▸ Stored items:
+--

PR #246, opened 2021-07-13
feat: span.AddField() support adding error

llorllale:
Small tweak to allow `span.AddField()` to support adding error types, similar to `beeline.AddField()`.

### DIFF
--- a/trace/trace.go
+++ b/trace/trace.go
@@ -264,8 +264,7 @@ func (s *Span) AddField(key string, val interface{}) {
 	s.eventLock.Lock()
 	defer s.eventLock.Unlock()
 	if s.ev != nil {
-		err, ok := val.(error)
-		if ok {
+		if err, ok := val.(error); ok {
 			s.ev.AddField(key, err.Error())
 		} else {
 			s.ev.AddField(key, val)
--- a/trace/trace.go
+++ b/trace/trace.go
@@ -4,9 +4,10 @@ import (
 	"context"
 	"crypto/rand"
 	"encoding/hex"
-	"go.opentelemetry.io/otel/trace"
 	"sync"
 	"time"
+
+	"go.opentelemetry.io/otel/trace"
 
 	"github.com/honeycombio/beeline-go/client"
 	"github.com/honeycombio/beeline-go/propagation"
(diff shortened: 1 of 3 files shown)


trace/trace.go
```diff
@@ -254,13 +255,21 @@ func newSpan() *Span {
...
+// `error` then the key is set to the error's message in the span.
 func (s *Span) AddField(key string, val interface{}) {
 	// The call to event's AddField is protected by a lock, but this is not always sufficient
 	// See send for why this lock exists
 	s.eventLock.Lock()
 	defer s.eventLock.Unlock()
 	if s.ev != nil {
-		s.ev.AddField(key, val)
+		err, ok := val.(error)
+		if ok {
```
MikeGoldsmith, line 268: This could be simplified to:
```suggestion
		if err, ok := val.(error); ok {
```

trace/trace_test.go
```diff
@@ -242,6 +245,13 @@ func TestSpan(t *testing.T) {
 
 	span.AddField("f1", "v1")
 	assert.Equal(t, "v1", span.ev.Fields()["f1"].(string), "after adding a field, field should exist on the span")
+	// add an error
+	expected := errors.New("test error")
+	span.AddField("error", expected)
+	assert.Contains(t, span.ev.Fields(), "error")
+	msg, ok := span.ev.Fields()["error"].(string)
+	require.True(t, ok)
```
MikeGoldsmith, line 253: I'd prefer to use the existing assert terminology:
```suggestion
	assert.Equal(t, true, ok)
```

trace/trace_test.go
```diff
@@ -103,6 +105,7 @@ func TestAddField(t *testing.T) {
 	_, tr := NewTrace(context.Background(), nil)
 	tr.AddField("wander", "lust")
 	assert.Equal(t, "lust", tr.traceLevelFields["wander"], "AddField on a trace should add the field to the trace level fields map")
+
```
MikeGoldsmith, line 108: Unnecessary whitespace
```suggestion
```

trace/trace_test.go
```diff
@@ -14,6 +15,7 @@ import (
 	libhoney "github.com/honeycombio/libhoney-go"
 	"github.com/honeycombio/libhoney-go/transmission"
 	"github.com/stretchr/testify/assert"
+	"github.com/stretchr/testify/require"
```
MikeGoldsmith, line 18: Don't require this import if we use assert as below.

```suggestion
```

MikeGoldsmith (changes requested):
Thanks for the contribution @llorllale - I like the change you've provided.

I've suggested a few small tweaks, but overall look good 👍🏻

llorllale:
@MikeGoldsmith applied all suggestions. I'm not sure what's wrong with the tests - I can't reproduce locally.

robbkidd:
I banged the set. (Pushed "rerun" in CI.) ✅

MikeGoldsmith (approved):
Thanks for the updates @llorllale.

PR #249, opened 2021-07-16
fix(echo): this change ensures honeycomb captures errors correctly

wolfeidau:
This follows the pattern implemented in the opentracing echo middleware which ensures the registered error handler is invoked prior to completing the trace, otherwise echo doesn't capture the actual response code to the client.

For reference this is the opentelementry code https://github.com/open-telemetry/opentelemetry-go-contrib/blob/main/instrumentation/github.com/labstack/echo/otelecho/echo.go#L79-L92

I have included a test which demonstrates the problem.


MikeGoldsmith (approved):
Looks good - thanks for the contribution @wolfeidau 👍🏻

PR #61, opened 2021-01-30
Fix parse error for this-keyword in default parameters

### LINKED ISSUE #60: Internal Parser Error for default this-parameter
Creating a method with a parameter that is assigned the default value of `this` will result in an internal parser error.

Running this minimal example
```javascript
class Test {
  public:
    function test(argument = this) {
      return 4;
    }
}
```
will result in the following error:
```
error in line undefined: internal parser error; Cannot read property 'petype' of null
```

The simplest solution to this problem would probably be to disallow `this` as a default parameter.

Jartreg:
This fixes #60.

The reason for this bug is that `parse_expression` searches for a function, but doesn't expect it to be `null` ([here](https://github.com/TGlas/tscript/blob/88af6a8e64703f7c25120f49406bf5a7bc4be62c/source/tscript.js#L3794)). To fix this, `parse_function` and `parse_constructor` should pass the function itself as the parent when parsing default parameters.

This results in the expected error:

```
error in line 3: error in parameter declaration; default value must be a constant
```

### DIFF
--- a/distribution/index.html
+++ b/distribution/index.html
@@ -5295,7 +5295,7 @@ function parse_function(state, parent, petype)
 		if (token.type === "operator" && token.value === '=')
 		{
 			module.get_token(state);
-			let defaultvalue = parse_expression(state, parent);
+			let defaultvalue = parse_expression(state, func);
 			if (defaultvalue.petype !== "constant") state.error("/syntax/se-38");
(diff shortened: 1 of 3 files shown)


TGlas:
Thanks for the quick fix!

PR #64, opened 2021-02-02
Improve webpack's settings for development

Jartreg:
Currently, the `dev`-script is supposed to watch in the background and rebuild when files change. However, the inlining plugins somehow don't re-emit their output, making the whole setup pointless. This is fixed by not using these plugins during development and emitting a separate javascript file instead.

This also enables us to use source maps during development! I chose the setting `eval-cheap-module-source-map`, because it shows the original source while supposedly being fast during rebuild ([see here](https://webpack.js.org/configuration/devtool/)), but that's still up for discussion.

<details>
<summary>Result in devtools</summary>

Firefox devtools showing the original source

</details>


Jartreg:
CC @TheHllm

PR #66, opened 2021-02-03
Fix undefined `this.assert`

### LINKED ISSUE #65: [BUG] Can't step into method calls
Example code:

```js
[].size();
```

When stepping through this, the interpreter get's stuck at "access of member size" and never reaches "function call". In the browser console, this error shows:

> TypeError: this.assert is not a function.
> (In `this.assert("type"===t.value.b.func.parent.petype,"[previewValue] invalid method object")`, `this.assert` is undefined)

Jartreg:
fixes #65

In `tscript.ts`, there are a some calls to `this.assert`, which is never defined:

https://github.com/TGlas/tscript/blob/adbaf4648bf33f77500e1aa5de97b5f00c28f7e2/src/tscript.ts#L475-L479

This has caused some errors while generating the stack view when stepping into function calls. Looking hat the history of these calls, it can be seen that they should refer to `ErrorHelper.assert` instead.

### DIFF
--- a/src/tscript.ts
+++ b/src/tscript.ts
@@ -1,5 +1,6 @@
-import { Typeid } from './helpers/typeIds';
+import { ErrorHelper } from "./errors/ErrorHelper";
 import { recApply } from './helpers/recApply';
+import { Typeid } from './helpers/typeIds';
 import { Interpreter } from './interpreter/interpreter';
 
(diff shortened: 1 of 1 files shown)


TGlas:
Thanks for the quick fix!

+--

Scan the data above; copy every line where "LINKED" appears.

▸ Final answer:
### LINKED ISSUE #60: Internal Parser Error for default this-parameter
### LINKED ISSUE #65: [BUG] Can't step into method calls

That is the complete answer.